Thinking about pulling the trigger on an 06. Strongly considering Blue and not real sure about the interior yet. Was leaning towards Blue/Blue but also considering Blue/Black.

In addition to the Blue I am also considering Red. I am having a hard time distinguishing (via the net...haven't been to the dealer lately) between the two different Red colors available for 06. Judging by the color combo poll that was created not many people own Spice. Can you post up your good pictures so that I can see the differences.


----------



## Robertr2000 (Mar 25, 2006)

Hey CMD, 

Check out my gallery. I only have 1 group of 4 pics. I just uploaded 4 more, but there is a delay so they're coming.

Get a GTO (in Red  ) You will not be disapointed  
Actually, every color I have seen, I've liked.


----------



## s2gordon (Dec 15, 2005)

which Blue/Black Combo? 
Below is mine.. Midnight Blue/Black
























Check out GoatGirls' gallery for a spice red 06


----------



## CMD (Nov 13, 2005)

Robertr2000 said:


> Hey CMD,
> 
> Check out my gallery. I only have 1 group of 4 pics. I just uploaded 4 more, but there is a delay so they're coming.
> 
> ...


Yours looks slightly darker (I like it) than others i have seen. Even GoatGirl's is the same color (Spice) but looks different in the pictures. Maybe there really isn't a way to tell the differences in photos. I guess I just need to go see them in person.


----------



## CMD (Nov 13, 2005)

s2gordon said:


> which Blue/Black Combo?
> Below is mine.. Midnight Blue/Black


There is only one blue option for '06 isn't there?


----------



## Steve A (Oct 28, 2005)

Torrid Red, for sure !!!


----------



## MAXAMOOSE (Mar 2, 2006)

:agree
TORRID RED IS THE WAY TO GO


----------



## Robertr2000 (Mar 25, 2006)

CMD said:


> Yours looks slightly darker (I like it) than others i have seen. Even GoatGirl's is the same color (Spice) but looks different in the pictures. Maybe there really isn't a way to tell the differences in photos. I guess I just need to go see them in person.

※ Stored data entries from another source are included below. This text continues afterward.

PR #4372, opened 2021-11-01
Secrets-encryption rotation

dereknola:
#### Proposed Changes ####
Introduces new feature: secrets-encryption keys rotation and enable/disable of encryption. The is all controlled via a new sub command `k3s secrets-encrypt`.
```
NAME:
   k3s secrets-encrypt - Control secrets encryption and keys rotation

USAGE:
   k3s secrets-encrypt command [command options] [arguments...]

COMMANDS:
   status     Print current status of secrets encryption
   enable    Enable secrets encryption
   disable   Disable secrets encryption
   prepare   Prepare for encryption keys rotation
   rotate     Rotate secrets encryption keys
   reencrypt  Reencrypt all data with new encryption key
```

#### Types of Changes ####
New Feature
New Integration Test (covers single node) 

#### Verification ####
Formal documentation to follow:
You can run `k3s secrets-encrypt status` at any time to see the current stage/state of encryption
For a single node cluster:
- Start server with `k3s server --secrets-encryption`
- Create a secret to check 
```
kubectl create secret generic secret1 -n default --from-literal=mykey=mydata
kubectl describe secret secret1 -n default
```
- Call `k3s secrets-encrypt prepare`
- Call `k3s secrets-encrypt status`, note, the addition of a new key 
- Kill k3s server and restart with same arguments
- Call `k3s secrets-encrypt rotate`
- Call `k3s secrets-encrypt status`, note the keys swap
- Kill k3s server, restart with same arguments
- Call `k3s secrets-encrypt reencrypt`
- Check that secret is still encrypted
 ```
kubectl create secret generic secret1 -n default --from-literal=mykey=mydata
kubectl describe secret secret1 -n default
```

For external DB:
- Start up a external DB (I used mySQL for this)
- Start up 3 K3s servers joined to mySQL
`k3s server --secrets-encryption --datastore-endpoint "mysql://root:mysql@tcp(192.168.1.200:3306)/k3s"`
- Select ONE server (S1 going forward) to perform the rotate on (support for doing any stage on any server is NOT READY)

- Run `k3s secrets-encrypt prepare` on S1
- Restart S1 with same arguments
- Once S1 is back up, restart the other two servers
- Call `k3s secrets-encrypt status` on S1 and S2, info should be the same on both

- Run `k3s secrets-encrypt rotate` on S1
- Restart S1
- Once S1 is back up, restart the other two servers
- Call `k3s secrets-encrypt status` on S1 and S2, info should be the same on both

- Run `k3s secrets-encrypt reencrypt` on S1
- Restart S1
- Once S1 is back up, restart the other two servers
- Call `k3s secrets-encrypt status` on S1 and S2, info should be the same on both

#### Linked Issues ####
https://github.com/k3s-io/k3s/issues/4254
https://github.com/k3s-io/k3s/issues/3407

#### User-Facing Change ####

```release-note
Secrets encryption rotation has been introduced as experimental
```

#### Further Comments ####
- Documentation to follow in next PR.
- This feature is currently broken on embedded-etcd multi-node clusters (works with single node and external DB)


pkg/cli/secretsencrypt/secrets_encrypt.go
```diff
@@ -0,0 +1,197 @@
...
+	}
+	controlConfig, err := commandPrep(app, &cmds.ServerConfig)
+	if err != nil {
+		return err
+	}
+	info, err := clientaccess.ParseAndValidateTokenForUser(cmds.ServerConfig.ServerURL, controlConfig.Token, "node")
+	if err != nil {
+		return err
+	}
+	if err = info.Put("/v1-" + version.Program + "/encrypt-enable"); err != nil {
```
brandond, line 77: Is this a PUT request with no body? We should be sending some sort of request that indicates the desired encryption config - maybe a json serialized EncryptionSettings type or something, even if it's just as simple as a struct with an Enabled field. Also, just make the status endpoint writable rather than inventing a new one to set status.
```suggestion
	if err = info.Put("/v1-" + version.Program + "/encrypt/status"); err != nil {
```

pkg/cli/secretsencrypt/secrets_encrypt.go
```diff
@@ -0,0 +1,197 @@
...
```
brandond, line 97: Same comment as above - it looks like just PUTing to the `/encrypt-enable` endpoint toggles the current state? 
```suggestion
	if err = info.Put("/v1-" + version.Program + "/encrypt/status"); err != nil {
```

pkg/cli/secretsencrypt/secrets_encrypt.go
```diff
@@ -0,0 +1,197 @@
...
+	}
+	controlConfig, err := commandPrep(app, &cmds.ServerConfig)
+	if err != nil {
+		return err
+	}
+	info, err := clientaccess.ParseAndValidateTokenForUser(cmds.ServerConfig.ServerURL, controlConfig.Token, "node")
+	if err != nil {
+		return err
+	}
+	data, err := info.Get("/v1-" + version.Program + "/encrypt-status")
```
brandond, line 116:
```suggestion
	data, err := info.Get("/v1-" + version.Program + "/encrypt/status")
```

pkg/cli/secretsencrypt/secrets_encrypt.go
```diff
@@ -0,0 +1,197 @@
...
+	}
+	info, err := clientaccess.ParseAndValidateTokenForUser(cmds.ServerConfig.ServerURL, controlConfig.Token, "node")
+	if err != nil {
+		return err
+	}
+	if controlConfig.EncryptForce {
+		err = info.Put("/v1-" + version.Program + "/encrypt-prepare-force")
+	} else {
+		err = info.Put("/v1-" + version.Program + "/encrypt-prepare")
+	}
```
brandond, line 141: Same as above for enabling/disabling, make this one endpoint with a EncryptionRotationSettings with Force and Step fields on it. Could possibly even be merged with the Status field and struct?
```suggestion
	if controlConfig.EncryptForce {
		err = info.Put("/v1-" + version.Program + "/encrypt/rotate")
	} else {
		err = info.Put("/v1-" + version.Program + "/encrypt/rotate")
	}
```

pkg/server/router.go
```diff
@@ -48,6 +48,15 @@ func router(ctx context.Context, config *Config, cfg *cmds.Server) http.Handler
...
 	authed.Path(prefix + "/readyz").Handler(readyzHandler(serverConfig))
+	authed.Path(prefix + "/encrypt-status").Handler(encryptionStatusHandler(serverConfig))
+	authed.Path(prefix + "/encrypt-enable").Handler(encryptionToggleHandler(serverConfig, true))
+	authed.Path(prefix + "/encrypt-disable").Handler(encryptionToggleHandler(serverConfig, false))
+	authed.Path(prefix + "/encrypt-prepare").Handler(encryptionPrepareHandler(serverConfig, false))
+	authed.Path(prefix + "/encrypt-prepare-force").Handler(encryptionPrepareHandler(serverConfig, true))
+	authed.Path(prefix + "/encrypt-rotate").Handler(encryptionRotateHandler(serverConfig, false))
+	authed.Path(prefix + "/encrypt-rotate-force").Handler(encryptionRotateHandler(serverConfig, true))
+	authed.Path(prefix + "/encrypt-reencrypt").Handler(encryptionReencryptHandler(serverConfig, false))
+	authed.Path(prefix + "/encrypt-reencrypt-force").Handler(encryptionReencryptHandler(serverConfig, true))
```
brandond, line 59: This isn't very restful. There should be one maybe two endpoints here. Honestly I think just `/encrypt/status`. GETing it returns the current status, and PUTing a chunk of JSON (serialized struct) to it describing what you want to change (enable/disable/prepare/rotate/reencrypt/etc, plus a Force boolean if necessar) to move it through the steps.

brandond (changes requested):

tests/util/cmd.go
```diff
@@ -80,6 +80,18 @@ func K3sCmd(cmdName string, cmdArgs ...string) (string, error) {
 	return string(byteOut), err
 }
 
+// K3sRemoveDataDir removes the provided directory as root
+func K3sRemoveDataDir(dataDir string) error {
```
briandowns, line 84: Are our integration tests ever run as a non-root users to warrant this?

pkg/server/server.go
```diff
@@ -44,6 +46,8 @@ const (
 	ETCDRoleLabelKey         = "node-role.kubernetes.io/etcd"
 )
 
+var EncryptionHashAnnotation = version.Program + ".io/encryption-config-hash"
```
briandowns, line 49: Does this need to be exported?

pkg/daemons/control/deps/deps.go
```diff
@@ -694,5 +696,22 @@ func genEncryptionConfig(controlConfig *config.Control, runtime *config.ControlR
...
+		Stage      string `json:"stage"`
+		CurrentKey apiserverconfigv1.Key
+	}{
+		Stage: "start",
+		CurrentKey: apiserverconfigv1.Key{
+			Name:   "aescbckey",
+			Secret: encodedKey,
+		},
+	}
+	jsonfile, err = json.Marshal(encState)
```
briandowns, line 712:
```suggestion
	b, err = json.Marshal(encState)
```
Common convention.

pkg/daemons/control/deps/deps.go
```diff
@@ -31,7 +31,8 @@ const (
 	ipsecTokenSize = 48
 	aescbcKeySize  = 32
 
-	RequestHeaderCN = "system:auth-proxy"
+	RequestHeaderCN      = "system:auth-proxy"
+	EncryptionStartState = "start"
```
briandowns, line 35: Where is this used?

pkg/server/router.go
brandond: Just to expand on this, the Kubernetes way to do this would probably be to have a typed struct with a Spec describing the desired state (enabled/disabled, process through the rotation steps, etc) and a Status describing the state of any recent changes. You might talk to @Oats87 about the rancher-system-agent Plan for an example.

tests/util/cmd.go
dereknola: The problem is that the tmp dir created is 777, but then K3s fills all the subdirectories as root, so you can't call `os.RemoveAll` because it will fail with permissions errors.
I always run the integration tests (`go test ...) as a normal user, so does the GitHub CI.  I could strip out all the sudo stuff and assume that the  test will always be run as `sudo go test` or as root.

pkg/server/server.go
dereknola: No, good catch

pkg/daemons/control/deps/deps.go
dereknola: Its not! I stripped out the use at some point. Good catch :)

pkg/cli/secretsencrypt/secrets_encrypt.go
dereknola: Addressed

pkg/cli/secretsencrypt/secrets_encrypt.go
dereknola: Addressed

pkg/server/router.go
dereknola: Converted to a PUT command with a struct body, now only 3 endpoints: status, toggle, stage

pkg/cli/cmds/secrets_encrypt.go
```diff
@@ -0,0 +1,98 @@
...
+		Name:        "data-dir,d",
+		Usage:       "(data) Folder to hold state default /var/lib/rancher/" + version.Program + " or ${HOME}/.rancher/" + version.Program + " if not root",
+		Destination: &ServerConfig.DataDir,
+	},
+	cli.StringFlag{
+		Name:        "token,t",
+		Usage:       "(cluster) Token to use for authentication",
+		EnvVar:      version.ProgramUpper + "_TOKEN",
+		Destination: &ServerConfig.Token,
+	},
```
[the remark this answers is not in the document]
dereknola: Refactored common flags

pkg/cli/secretsencrypt/secrets_encrypt.go
dereknola: removed all hypens, now all urls are slashed

pkg/cli/secretsencrypt/secrets_encrypt.go
```diff
@@ -0,0 +1,212 @@
...
+	if err = info.Put("/v1-"+version.Program+"/encrypt/stage", b); err != nil {
+		return err
+	}
+	fmt.Println("prepare completed successfully")
+	return nil
+}
+
+func Rotate(app *cli.Context) error {
+	var err error
```
briandowns, line 161: Doesn't look like this needs to be declared here or in the function below.

pkg/cli/secretsencrypt/secrets_encrypt.go
```diff
@@ -0,0 +1,212 @@
...
+		return err
+	}
+	if err = info.Put("/v1-"+version.Program+"/encrypt/stage", b); err != nil {
+		return err
+	}
+	fmt.Println("prepare completed successfully")
+	return nil
+}
+
+func Rotate(app *cli.Context) error {
```
briandowns, line 160: Looks like the bulk of these functions are the same aside from the server.EncryptRequset. Is there any way we can DRY this up?

pkg/cli/secretsencrypt/secrets_encrypt.go
```diff
@@ -0,0 +1,197 @@
...
+	} else {
+		controlConfig.Token = cmds.ServerConfig.Token
+	}
+	controlConfig.EncryptForce = cfg.EncryptForce
+
+	return controlConfig, nil
+}
+
+func Run(app *cli.Context) error {
+	fmt.Println("This command does nothing, use the subcommands")
```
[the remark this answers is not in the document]
dereknola: Coverted the base command to just output the help message.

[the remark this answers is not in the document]
dereknola: Coverted the base command to just output the help message.

tests/util/cmd.go
briandowns: Not needing sudo in the code would be preferred since that's user level thing.

pkg/server/router.go
```diff
@@ -48,6 +48,9 @@ func router(ctx context.Context, config *Config, cfg *cmds.Server) http.Handler
 	authed.Path(prefix + "/server-ca.crt").Handler(fileHandler(serverConfig.Runtime.ServerCA))
 	authed.Path(prefix + "/config").Handler(configHandler(serverConfig, cfg))
 	authed.Path(prefix + "/readyz").Handler(readyzHandler(serverConfig))
+	authed.Path(prefix + "/encrypt/status").Handler(encryptionStatusHandler(serverConfig))
+	authed.Path(prefix + "/encrypt/toggle").Handler(encryptionToggleHandler(serverConfig))
+	authed.Path(prefix + "/encrypt/stage").Handler(encryptionStageHandler(serverConfig))
```
brandond, line 53: Looking at this as we iterate, I think you can do this all in a single handler using a common data structure. Just put everything under `/secrets-encryption`. GET returns a struct with status of both encryption, and the rotation operation (if one is in progress). That same struct can be PUT to the endpoint to enable/disable encryption, or advance rotation between stages.
```suggestion
	authed.Path(prefix + "/encrypt/status").Handler(encryptionStatusHandler(serverConfig))
	authed.Path(prefix + "/encrypt/toggle").Handler(encryptionToggleHandler(serverConfig))
	authed.Path(prefix + "/encrypt/stage").Handler(encryptionStageHandler(serverConfig))
```

pkg/server/secrets-encrypt.go
```diff
@@ -0,0 +1,489 @@
...
+
+type EncryptionState struct {
+	Stage      string `json:"stage"`
+	CurrentKey apiserverconfigv1.Key
+}
+
+type EncryptionRequest struct {
+	Stage  string `json:"stage,omitempty"`
+	Toggle bool   `json:"toggle,omitempty"`
+	Force  bool   `json:"force"`
```
brandond, line 42: Does toggle toggle it upon receipt of the request, or does it enable it if true? Lets be more declarative about it. Also, using omitempty for non-nilable types gives weird results and should be avoided.

If we make the RotationStep a struct instead of a string, can we use it to both report the current status, and move the rotation to the next step?

```suggestion
type SecretsEncryptionStatus struct {
	RotationStep  string `json:"rotationStep"`
	Enabled bool   `json:"enabled"`
	Force  bool   `json:"force"`
```

pkg/server/secrets-encrypt.go
```diff
@@ -0,0 +1,489 @@
...
+func encryptionStatus(server *config.Control) (string, error) {
+	providers, err := getEncryptionProviders(server)
+	if os.IsNotExist(err) {
+		return "Encryption Status: Disabled, no configuration file found", nil
+	} else if err != nil {
+		return "", err
+	}
+	var statusOutput string
+	if providers[1].Identity != nil && providers[0].AESCBC != nil {
+		statusOutput += "Encryption Status: Enabled\n"
```
brandond, line 80: Return a filled `SecretsEncryptionStatus` here instead of just human-readable strings

brandond (changes requested):

pkg/cli/secretsencrypt/secrets_encrypt.go
dereknola: Reduced the boilerplate more, I still want to keep all the individual functions.

pkg/cli/secretsencrypt/secrets_encrypt.go
dereknola: Reduced the boilerplate more, I still want to keep all the individual functions.

pkg/server/router.go
dereknola: I don't see a benefit to reducing it down to a single handler, it just makes the edge cases more dicey, and the single handler is just a massive IF statement. I am already using a common data structure for Toggle and Stage. The GET right now just returns a string output. Do we expect rancher to want to display the status? I was under the impression it was just for CLI operation (it wasn't in the original design doc).

pkg/server/secrets-encrypt.go
dereknola: Reworded the toggle to be enable... it is not a toggle, it is an explicit enable/disable(i.e. not enable).

tests/util/cmd.go
briandowns: Addressing in another PR. Good for now.

briandowns (approved):

pkg/server/secrets-encrypt.go
dereknola: Converted it to return a status struct and do the string formatting on the client side

pkg/clientaccess/token.go
```diff
@@ -288,6 +299,32 @@ func get(u string, client *http.Client, username, password string) ([]byte, erro
...
+
+	resp, err := client.Do(req)
+	if err != nil {
+		return err
+	}
+	defer resp.Body.Close()
+
+	respBody, _ := ioutil.ReadAll(resp.Body)
+	if resp.StatusCode != http.StatusOK {
+		return fmt.Errorf("%s: %s %s", u, resp.Status, string(respBody))
```
brandond, line 322: Don't include the body in the error; since we're making an authenticated request it could have something confidential in it that we wouldn't want logged.
```suggestion
		return fmt.Errorf("%s: %s", u, resp.Status)
```

pkg/server/router.go
```diff
@@ -48,6 +48,9 @@ func router(ctx context.Context, config *Config, cfg *cmds.Server) http.Handler
 	authed.Path(prefix + "/server-ca.crt").Handler(fileHandler(serverConfig.Runtime.ServerCA))
 	authed.Path(prefix + "/config").Handler(configHandler(serverConfig, cfg))
 	authed.Path(prefix + "/readyz").Handler(readyzHandler(serverConfig))
+	authed.Path(prefix + "/encrypt/status").Handler(encryptionStatusHandler(serverConfig))
+	authed.Path(prefix + "/encrypt/enable").Handler(encryptionEnableHandler(serverConfig))
+	authed.Path(prefix + "/encrypt/stage").Handler(encryptionStageHandler(serverConfig))
```
brandond, line 53: I'd still like to see these merged into a single `encrypt/config` handler. Having an `enable` handler that takes a struct with only a single `enable` field feels not very idiomatic. Can we merge these together and move the `enable` field into the `EncryptionRequest` struct?
```suggestion
	authed.Path(prefix + "/encrypt/enable").Handler(encryptionEnableHandler(serverConfig))
	authed.Path(prefix + "/encrypt/stage").Handler(encryptionStageHandler(serverConfig))
```

pkg/server/server.go
```diff
@@ -577,3 +583,45 @@ func setClusterDNSConfig(ctx context.Context, controlConfig *Config, configMap v
 	}
 	return nil
 }
+
+func setEncryptionHashAnnotation(ctx context.Context, nodes v1.NodeClient, controlConfig *config.Control) error {
```
brandond, line 587: Can we move the hashing and such into a dedicated function that's called from `setControlPlaneRoleLabel`? Just pass it the controlConfig and node. 

Most of the logic around waiting for NODE_NAME, getting the node, adding annotations, etc is already in there, and copy-pasting it here it here (in addition to not being very DRY) will lead two twice the number of info-level logs spewing `Waiting for control-plane node agent startup` while the server's agent starts up.

pkg/cli/secretsencrypt/secrets_encrypt.go
```diff
@@ -0,0 +1,224 @@
...
+	}
+	b, err := json.Marshal(server.EncryptionRequest{Enable: true})
+	if err != nil {
+		return err
+	}
+	if err = info.Put("/v1-"+version.Program+"/encrypt/enable", b); err != nil {
+		return err
+	}
+	fmt.Println("secrets-encryption enabled, after server restart run:")
+	fmt.Println("kubectl get secrets --all-namespaces -o json | kubectl replace -f -")
```
brandond, line 81: Wait, are we leaving the actual rotation of encrypted data as an exercise for the reader? I though we were going to manage this bit for them. Having it round-trip through kubectl seems non-optimal.

pkg/cli/secretsencrypt/secrets_encrypt.go
```diff
@@ -0,0 +1,224 @@
...
+	statusOutput += fmt.Sprintln("Current Rotation Stage:", status.Stage)
+
+	if status.HashMatch {
+		statusOutput += fmt.Sprintln("Server Encryption Hashes: All hashes match")
+	} else {
+		statusOutput += fmt.Sprintf("Server Encryption Hashes: %s\n", status.HashError)
+	}
+
+	var tabBuffer bytes.Buffer
+	w := tabwriter.NewWriter(&tabBuffer, 0, 0, 2, ' ', 0)
```
brandond, line 143: 👍🏻

brandond (changes requested):

pkg/clientaccess/token.go
dereknola: The respBody is the error message that came out of the server. I want that error to be reported to the user. Is there another way I should be reporting it?

pkg/cli/secretsencrypt/secrets_encrypt.go
dereknola: Yes, so we are in the same situation with the enable/disable as the "reencrypt" step. We need to restart the k3s server then, "reread" all the secrets.

pkg/server/secrets-encrypt.go
```diff
@@ -0,0 +1,503 @@
...
+		}
+		status, err := encryptionStatus(server)
+		if err != nil {
+			resp.WriteHeader(http.StatusBadRequest)
+			resp.Write([]byte(err.Error()))
+			return
+		}
+		b, err := json.Marshal(status)
+		if err != nil {
+			resp.WriteHeader(http.StatusBadRequest)
```
brandond, line 71: Inability to marshal something we just created would be a server error, not a bad request, I think
```suggestion
			resp.WriteHeader(http.StatusInternalServerError)
```

pkg/clientaccess/token.go
brandond: Generally for proper REST stuff there are typed errors with a human-readable `message` field meant for displaying to users; if the error body can be decoded to the expected error type then it should be safe to put in an error that might be logged; anything else is just a generic error that you'd need to enable debugging to log since it may contain a stack trace or something else confidential.

That's probably overkill for what we're doing here though, so the heck with it.

pkg/cli/secretsencrypt/secrets_encrypt.go
brandond: yeah, I think we should handle rewriting secrets for both the rotate and enable/disable state. Especially since enable/disable are just special cases of secret rotation that involve moving the identity key into or our of primary position. We shouldn't ask the user to effect the rewrite themselves.

brandond (changes requested):

pkg/cli/secretsencrypt/secrets_encrypt.go
```diff
@@ -70,11 +70,12 @@ func Enable(app *cli.Context) error {
 	if err != nil {
 		return err
 	}
-	b, err := json.Marshal(server.EncryptionRequest{Enable: true})
+	enable := true
+	b, err := json.Marshal(server.EncryptionRequest{Enable: &enable})
```
brandond, line 74: Just a nit, but Kubernetes has a bunch of BoolPtr stuff in their config structs so they have a utility package for it. `import "k8s.io/utils/pointer"` and do:
```suggestion
	b, err := json.Marshal(server.EncryptionRequest{Enable: pointer.BoolPtr(true)})
```

pkg/server/server.go
dereknola: Reworked this function and `setControlPlaneRoleLabel` into a new single function `setLabelsAndAnnotations`

pkg/server/router.go
dereknola: Reworked into single handler for both enable and stages

pkg/cli/secretsencrypt/secrets_encrypt.go
dereknola: Fixed

pkg/cli/secretsencrypt/secrets_encrypt.go
dereknola: Reworked error handling. Now the server generates a unique integer and logs that + the error. The CLI simply reports that integer to the user and are promted to go look at the server logs.

pkg/clientaccess/token.go
dereknola: Reworked error handling. Now the server generates a unique integer and logs that + the error. The CLI simply reports that integer to the user and are promted to go look at the server logs.

pkg/cli/secretsencrypt/secrets_encrypt.go
```diff
@@ -0,0 +1,225 @@
...
+
+func commandPrep(app *cli.Context, cfg *cmds.Server) (config.Control, *clientaccess.Info, error) {
+	var controlConfig config.Control
+	var err error
+	// hide process arguments from ps output, since they may contain
+	// database credentials or other secrets.
+	gspt.SetProcTitle(os.Args[0] + " encrypt")
+
+	nodeName := app.String("node-name")
+	if nodeName == "" {
```
brandond, line 30: Does this take into consideration the `--with-node-id` flag?
https://github.com/k3s-io/k3s/blob/8271d98a766b060463bc73ef66c5085b5797b4cc/pkg/agent/config/config.go#L355-L361

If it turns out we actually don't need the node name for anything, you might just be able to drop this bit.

All the Red's are different and Pictures very in color so much, it's hard to get a good idea of the actual color.


The only way is in person, I happened to like Spice Red the Best (of all colors) so that's the one I bought. 


Good Luck


----------



## XGTO (Mar 2, 2006)

*40 miles*

That's how long I drove to pick up my Torrid Red, that was my #1 choice of color #2 was Phantom Black.


----------



## KeiterGTO (May 17, 2006)

Spice red, the name doesn't do this color justice.....this color is nice and looks real sleek and wet


----------